Quentin Tarantino’nun imzasını attığı ve filmin yapımcılarının da filmle birlikte her yere beraberinde götürdükleri o klasik cümleyi ben de filmin isminin yanında başlığa taşımak isterdim ancak böyle bir şey tam olarak abartmak olurdu. O cümle ne mi? 2013 yılının en iyi filmi. Evet, Quentin Tarantino’nun geçen senelerde yaptığı gibi senenin en iyi on filmini sıraladığı listenin ilk sırası İsrail yapımı bir suç filmi olan Big Bad Wolves’a ayrılmış ve usta yönetmen eklemiş; senenin en iyi filmi diye. Böylesine bir reklamı filmin yapımcıları para verseler yapamazlardı herhalde, hazır 33. Uluslararası İstanbul Film Festivali’nde Türkiye’de izleme imkanı bulabilecekken, filmin afişindeki o şaşaalı cümleyi görüp bilet almak için hazırda bekleyenlere kötü haberi vereyim; cümlenin Tarantino seven sinemaseverlerin zihninde canlandırdığı etkiyi maalesef bulamayacaksınız. Yine de bu filmin iyi niyetli halini ve kitsch karakterler oluşturma isteğini görmemenize engel değil.

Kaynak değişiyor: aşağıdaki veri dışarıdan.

PR #90, opened 2015-06-12
chore(command): set dependency to EventBus only

SebastianStamm:
The command module requires the whole core. This includes diagram-js specific things like Canvas and GraphicsFactory.

In order to make the Command and EventBus module independent from diagram-js, this PR changes the dependency of the command module to the EventBus only.


nikku:
Merged via f13de340e5b46e6f1a9e7783e7d9b330282fdb2c

PR #115, opened 2015-09-12
Symbols caused problems with Browserify

phalix:
Exchange a symbol " " with an actual space. The output files of browserify caused problems because they could not handle the symbol.


ricardomatias:
@phalix, which OS are you using ? I don't have any problems with browserify under OS X.

nikku:
The problem is that these are special _non breakable_ white-space characters Mac users tend to accidentally add via `SHIFT+SPACE` or the like.

I had the same issues on Windows / Linux with older versions of browserify at least.

We should probably just merge this.

PR #127, opened 2015-11-13
fix(overlays): respect min/max zoom level when overlay is added

### LINKED ISSUE #126: Zoom levels are not respected when overlay is added
Reproduce

1. Click on a element to open context pad (context pad A)
2. Zoom out until we're below the min zoom level and overlay (the context pad) disappears (Expected)
4. Now click on another element to open a (new) context pad (context pad B)
5. Context pad B is shown, even though we are below the min zoom level (**Not Expected**)
6. Zoom out once more (still below min zoom level) to trigger a update
7. Context pad B is now hidden (Expected)

Conclusion

The zoom level is not respected when a overlay is added, only when the canvas is changed.
When below the min zoom-level, clicking on elements that have been clicked BEFORE we zoomed will not display their context pads, while clicking on elements that have never been clicked on before will open their context pads.

adbre:
Closes #126

### DIFF
--- a/lib/features/overlays/Overlays.js
+++ b/lib/features/overlays/Overlays.js
@@ -417,23 +417,30 @@ Overlays.prototype._addOverlay = function(overlay) {
   this._overlays[id] = overlay;
 
   this._updateOverlay(overlay);
+  this._updateOverlayVisibilty(overlay, this._canvas.viewbox());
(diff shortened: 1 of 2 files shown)


nikku:
Thanks for the fix!

PR #129, opened 2015-11-30
chore(test): Add .defined matcher

adbre:
Some tests (spec/features/modeling/DeleteElementsSpec.js is one example)
expects some value .to.be.defined or .to.not.be.defined.
But Chai does not have a .defined assertion. It's called .undefined.

Since .defined is undefined, the assertion is a no-op and won't detect
broken code.

I have tested this by commenting out the WHEN statement in
DeleteElementsSpec.js. Without this fix, the test will then silently
continue. With this fix the error is detected as expected.

### DIFF
--- a/test/TestHelper.js
+++ b/test/TestHelper.js
@@ -12,3 +12,4 @@ TestHelper.insertCSS('diagram-js-testing.css',
 // add suite specific matchers
 global.chai.use(require('./matchers/BoundsMatchers'));
 global.chai.use(require('./matchers/ConnectionMatchers'));
+global.chai.use(require('./matchers/DefinedMatchers'));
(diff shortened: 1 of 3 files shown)


nikku:
Good catch! Around 100 matches in diagram-js...

That looks like quite a left over from our previous Jasmin TDD setup. :stuck_out_tongue_winking_eye: 

I am wondering if it may be a better solution to migrate the project (and bpmn-js) to the`to(.not).exists` matcher that comes built in with Chai.

nikku:
Just checked it. Looks like we can safely use `(.not).exists` instead.

I'll push a fix for this soon. Thanks for having a close look on our test suite!

nikku:
Closing this in favour of bpmn-io/bpmn-js#423

PR #138, opened 2016-01-26
Zoom scroll fix 416

janstuemmel:
Issue: https://github.com/bpmn-io/bpmn-js/issues/416

You can now disable zoomScroll via config:

```javascript
var renderer = new BpmnModeler({ container: canvas, zoomScroll: { disabled: true } });
```

and enable it programmatically:

```javascript
renderer.invoke(function(zoomScroll){
   console.log("Invoked ZoomScroll")
   zoomScroll.setEnabled(true);
});
```

what does not work:
if zoom scroll is enabled i cant disable it via invoke. unbinding the domEvent does not work.


nikku:
I squashed and rebased your changes and merged them with some adjustments (1fe8f099d9daae5823a07f0896cbba5d9a873025).

PR #141, opened 2016-02-18
Declare `modeling` dependency on used by Move.js

jeromew:
I am still trying to understand the project but it seems that this dependency is missing in the declarations as `modeling` is used inside Move.js

I hope this helps. Congratulations on your diagram framework. It looks very impressive even if very intimidating !

### DIFF
--- a/lib/features/move/index.js
+++ b/lib/features/move/index.js
@@ -1,6 +1,7 @@
 module.exports = {
   __depends__: [
     require('../interaction-events'),
+    require('../modeling'),
     require('../selection'),
     require('../outline'),
     require('../rules'),


nikku:
`modeling` is an implicit dependency that you'd need to provide as part of your modeling solution. The reason is that it is highly specific to your solution.

```javascript
var diagram = new Diagram({
   modules: [
     require('diagram-js/lib/features/move'),
     require('my-custom-modeling-module')
  ]
});
```

So what you'd need to do is providing `modeling` via `my-custom-modeling-module` i.e. by extending `diagram-js/lib/features/modeling`.

PR #154, opened 2016-04-01
fix(CommandStack): Given array, dirty elements should exclude undefined

adbre:
This commit will prevent undefined elements to being concated to
CommandStack's dirty collection.

If the command handler returned a single item and that item would be
a undefined reference, CommandStack will prevent it from being tracked
as dirty.

However, if a command handler returns an array containing a undefined
element, the array will simply be concated to the dirty collection
without filter the undefined element.

The above can be reproduced in the current version of bpmn-js (v0.14.1)

  1. Create a gateway
  2. Create a second element (task for example)
  3. Create a sequence flow connection from the gateway to the task
  4. Make the sequence flow default
  5. Remove the sequence flow connection
  6. Create a sequence flow connection from the gateway to the task (new)
  7. Make the sequence flow default

The 7th step will produce an exception as the UpdatePropertiesHandler
will return undefined as the first sequence flow no longer exists, but
the gateway's default property was not cleared in step 5.

### DIFF
--- a/lib/command/CommandStack.js
+++ b/lib/command/CommandStack.js
@@ -1,6 +1,7 @@
 'use strict';
 
 var unique = require('lodash/array/unique'),
+    filter = require('lodash/collection/filter'),
     isArray = require('lodash/lang/isArray'),
     assign = require('lodash/object/assign');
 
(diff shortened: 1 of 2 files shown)


nikku:
We fixed this in bpmn-io/bpmn-js#505 and decided to not merge this PR to disguise future mistakes.

adbre:
I thought of that as well, but shouldn't the `if(elements)  return;` be removed then as well? Seems odd to have protection for one scenario and not the other. I only tried to make it conistent.

adbre:
`if(!elements)` of course

nikku:
What line are you referring to?

adbre:
https://github.com/bpmn-io/diagram-js/blob/master/lib/command/CommandStack.js#L431

nikku:
Well, a handler may decide to not mark any element as dirty.

This is legacy but cannot easily be changed right now (if I remember correctly the delete handlers are not properly returning elements).

adbre:
OK

Issue #651, opened 2020-11-25
[Releng] Fix the logs location in the Docker deployments


ThuF:
Set the logs location to `<Catalina-Home-Location>/logs`, as of now the Dirigible logs _(e.g. _**dirigible-xxx-yyy.log**)_ files are stored at the  `<Catalina-Home-Location>` level.

The log files location configuration should be set through `DIRIGIBLE_OPERATIONS_LOGS_ROOT_FOLDER_DEFAULT` environment variable, where the default value is `../logs`.

This change should be applicable only for the **Docker** releases as:
- Cloud Foundry (All and Runtime)
- Kyma (All and Runtime)
- Server (Local Docker)

ThuF:
@vmutafov this is the relevant issue in Eclipse Dirigible, regarding this PR in XSK: https://github.com/SAP/xsk/pull/958

PR #1419, opened 2022-01-10
fix: reconfigure logback.xml file appenders path

vmutafov:
Fixes: https://github.com/eclipse/dirigible/issues/651

This PR configures the logback.xml files to use the following environment variables for logs output:

1. DIRIGIBLE_LOGS_DIR
2. CATALINA_BASE
3. CATALINA_HOME

The variable to be used, if several of those exist, would be the first one found in the same order as in the list above.
If none of those variables exist, logs would be output the same way as before this PR - relative to the folder where the tomcat was started.


ThuF (approved):
+1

Sadece o reklam cümlesinin etkisinde izlerseniz film tam bir hayalkırıklığı, ancak filmin kendi çabasına bakarsanız da yönetmenin sonraki filmleri için umut verici noktalar bulmak mümkün. Kız çocuklarını kaçırıp türlü işkenceler eden ve en sonunda kafalarını keserek öldüren sapık ruhlu bir adamın peşindedir İsrail polis teşkilatı. Ve bir görgü tanığının ifadesine göre de din öğretmeni Dror en büyük şüphelidir. Soruşturmaların dönüp dolaşıp aynı noktaya geldiği ancak sürekli yenilenen cinayetlerin bir türlü aydınlanamadığı bir ortamda işleri kendi yöntemleriyle çözmeye çalışan dedektif Miki, soruşturmanın en gizemli şüphelisi Dror ve en son katledelin kız çocuğun emekli asker babası Gidi kimsenin onları bulamayacakları bir yerde baş başa kalacaklardır ve cinayetin üç ayrı noktası karşı karşıya gelecektir. Herkes akşam haberlerinde vahşet içeren cinayet haberlerini izlerken “Ah o adam benim elime geçseydi” der ya, işte bu film de intikam almak isteyen babayla soruşturmayı çözemediği için kovulan polis memurunun eline ‘o adam’ geçiyor ancak sorun ‘o adamın’ gerçek katil olup olmadığını bilmemeleri.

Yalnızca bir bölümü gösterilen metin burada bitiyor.